Exercise material —
=== Begin Enclosure ===

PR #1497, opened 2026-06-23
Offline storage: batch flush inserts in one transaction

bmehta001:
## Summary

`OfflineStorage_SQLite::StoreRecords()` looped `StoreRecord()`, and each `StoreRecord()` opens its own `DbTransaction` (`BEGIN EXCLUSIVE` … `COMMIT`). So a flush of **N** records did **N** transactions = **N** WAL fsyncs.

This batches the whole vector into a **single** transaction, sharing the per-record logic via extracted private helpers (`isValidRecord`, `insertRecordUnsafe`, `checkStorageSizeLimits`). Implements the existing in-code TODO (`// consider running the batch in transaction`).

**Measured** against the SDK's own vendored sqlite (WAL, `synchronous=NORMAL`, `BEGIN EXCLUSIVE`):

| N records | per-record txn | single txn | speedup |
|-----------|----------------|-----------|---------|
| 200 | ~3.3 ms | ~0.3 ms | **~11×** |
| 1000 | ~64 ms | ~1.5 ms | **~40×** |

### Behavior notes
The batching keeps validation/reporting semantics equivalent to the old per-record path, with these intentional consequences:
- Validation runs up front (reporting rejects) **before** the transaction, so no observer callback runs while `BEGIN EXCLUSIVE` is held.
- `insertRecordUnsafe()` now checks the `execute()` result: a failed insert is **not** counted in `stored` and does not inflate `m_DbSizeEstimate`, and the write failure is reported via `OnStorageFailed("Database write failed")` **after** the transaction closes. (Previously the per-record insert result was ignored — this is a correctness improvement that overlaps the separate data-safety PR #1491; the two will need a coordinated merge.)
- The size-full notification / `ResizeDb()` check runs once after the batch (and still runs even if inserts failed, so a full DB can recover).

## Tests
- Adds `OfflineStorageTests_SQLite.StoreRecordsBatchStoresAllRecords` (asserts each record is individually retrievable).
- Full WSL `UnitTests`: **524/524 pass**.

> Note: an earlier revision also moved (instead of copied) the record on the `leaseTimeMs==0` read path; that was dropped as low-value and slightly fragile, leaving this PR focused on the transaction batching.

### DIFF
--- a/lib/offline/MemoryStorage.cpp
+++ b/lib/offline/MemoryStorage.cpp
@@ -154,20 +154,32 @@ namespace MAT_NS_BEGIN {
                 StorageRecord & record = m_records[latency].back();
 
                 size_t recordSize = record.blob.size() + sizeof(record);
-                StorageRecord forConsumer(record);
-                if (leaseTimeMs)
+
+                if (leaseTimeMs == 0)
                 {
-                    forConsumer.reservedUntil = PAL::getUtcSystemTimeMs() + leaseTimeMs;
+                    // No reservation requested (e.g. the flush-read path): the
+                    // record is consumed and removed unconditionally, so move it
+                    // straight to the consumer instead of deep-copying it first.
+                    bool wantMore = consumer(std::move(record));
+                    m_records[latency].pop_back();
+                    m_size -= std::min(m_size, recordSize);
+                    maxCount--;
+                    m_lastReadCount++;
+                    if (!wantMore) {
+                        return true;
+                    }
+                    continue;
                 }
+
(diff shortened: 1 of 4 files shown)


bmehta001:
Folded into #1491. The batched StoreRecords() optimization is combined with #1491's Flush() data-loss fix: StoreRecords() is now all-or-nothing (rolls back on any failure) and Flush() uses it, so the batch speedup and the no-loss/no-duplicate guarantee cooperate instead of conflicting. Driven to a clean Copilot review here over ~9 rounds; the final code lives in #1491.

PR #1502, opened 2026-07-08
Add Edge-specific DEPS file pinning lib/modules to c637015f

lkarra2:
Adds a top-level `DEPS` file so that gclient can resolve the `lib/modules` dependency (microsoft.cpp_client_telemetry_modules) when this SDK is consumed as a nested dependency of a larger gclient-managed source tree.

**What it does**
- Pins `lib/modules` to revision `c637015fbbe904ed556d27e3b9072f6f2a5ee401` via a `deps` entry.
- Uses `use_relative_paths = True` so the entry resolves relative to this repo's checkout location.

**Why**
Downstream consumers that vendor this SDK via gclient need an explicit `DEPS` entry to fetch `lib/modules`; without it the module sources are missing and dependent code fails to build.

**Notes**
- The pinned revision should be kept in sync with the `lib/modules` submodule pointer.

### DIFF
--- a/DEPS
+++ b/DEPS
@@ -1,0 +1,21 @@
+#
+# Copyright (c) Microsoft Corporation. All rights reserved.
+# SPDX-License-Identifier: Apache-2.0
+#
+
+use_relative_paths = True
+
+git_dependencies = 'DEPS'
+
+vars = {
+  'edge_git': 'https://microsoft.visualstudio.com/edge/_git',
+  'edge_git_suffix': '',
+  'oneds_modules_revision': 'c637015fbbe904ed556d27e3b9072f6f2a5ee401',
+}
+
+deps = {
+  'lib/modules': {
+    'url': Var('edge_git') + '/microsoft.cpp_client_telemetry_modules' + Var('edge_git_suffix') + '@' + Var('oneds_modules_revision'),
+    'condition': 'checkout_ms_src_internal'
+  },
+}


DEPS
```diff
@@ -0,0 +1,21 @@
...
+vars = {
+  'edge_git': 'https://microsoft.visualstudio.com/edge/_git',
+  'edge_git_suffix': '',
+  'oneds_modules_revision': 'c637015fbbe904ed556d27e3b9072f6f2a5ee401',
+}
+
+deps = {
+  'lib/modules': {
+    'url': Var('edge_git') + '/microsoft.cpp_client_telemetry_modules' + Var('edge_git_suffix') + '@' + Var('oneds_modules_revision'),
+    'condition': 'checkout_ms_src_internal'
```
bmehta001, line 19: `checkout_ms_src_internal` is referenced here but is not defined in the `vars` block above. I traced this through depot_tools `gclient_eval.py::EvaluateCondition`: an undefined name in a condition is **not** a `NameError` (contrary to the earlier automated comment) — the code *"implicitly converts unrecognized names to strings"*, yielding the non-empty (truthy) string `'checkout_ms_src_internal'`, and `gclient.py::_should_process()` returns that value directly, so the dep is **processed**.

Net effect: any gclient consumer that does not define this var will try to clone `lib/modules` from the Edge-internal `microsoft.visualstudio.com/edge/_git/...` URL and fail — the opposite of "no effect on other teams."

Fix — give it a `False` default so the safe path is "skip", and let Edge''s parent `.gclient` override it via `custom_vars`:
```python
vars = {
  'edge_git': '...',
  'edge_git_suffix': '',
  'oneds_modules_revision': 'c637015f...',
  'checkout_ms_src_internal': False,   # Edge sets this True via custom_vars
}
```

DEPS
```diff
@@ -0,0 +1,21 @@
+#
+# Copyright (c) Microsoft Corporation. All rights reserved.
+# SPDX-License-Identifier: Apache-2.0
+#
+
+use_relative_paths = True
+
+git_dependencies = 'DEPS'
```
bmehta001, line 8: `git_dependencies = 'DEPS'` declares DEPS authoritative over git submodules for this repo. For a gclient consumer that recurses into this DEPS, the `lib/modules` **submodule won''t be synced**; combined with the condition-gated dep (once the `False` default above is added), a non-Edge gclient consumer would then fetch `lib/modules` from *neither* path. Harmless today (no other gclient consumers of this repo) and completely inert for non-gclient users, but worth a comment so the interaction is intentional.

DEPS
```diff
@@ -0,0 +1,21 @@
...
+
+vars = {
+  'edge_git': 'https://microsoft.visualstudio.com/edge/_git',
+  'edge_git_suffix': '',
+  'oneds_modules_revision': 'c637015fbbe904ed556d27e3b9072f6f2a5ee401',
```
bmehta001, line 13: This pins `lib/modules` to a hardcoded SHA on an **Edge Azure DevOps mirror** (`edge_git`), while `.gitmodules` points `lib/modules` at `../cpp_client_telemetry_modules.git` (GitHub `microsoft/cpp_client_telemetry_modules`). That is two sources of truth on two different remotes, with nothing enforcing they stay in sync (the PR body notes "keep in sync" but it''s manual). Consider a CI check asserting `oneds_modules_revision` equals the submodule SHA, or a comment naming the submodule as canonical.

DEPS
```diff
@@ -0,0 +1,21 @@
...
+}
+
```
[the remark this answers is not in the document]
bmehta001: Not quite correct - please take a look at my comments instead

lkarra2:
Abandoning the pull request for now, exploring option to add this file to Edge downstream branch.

=== End Enclosure ===

Task goal — Go through the data line by line and say how many lines contain "earlier". Give the number alone.

Answer space — 2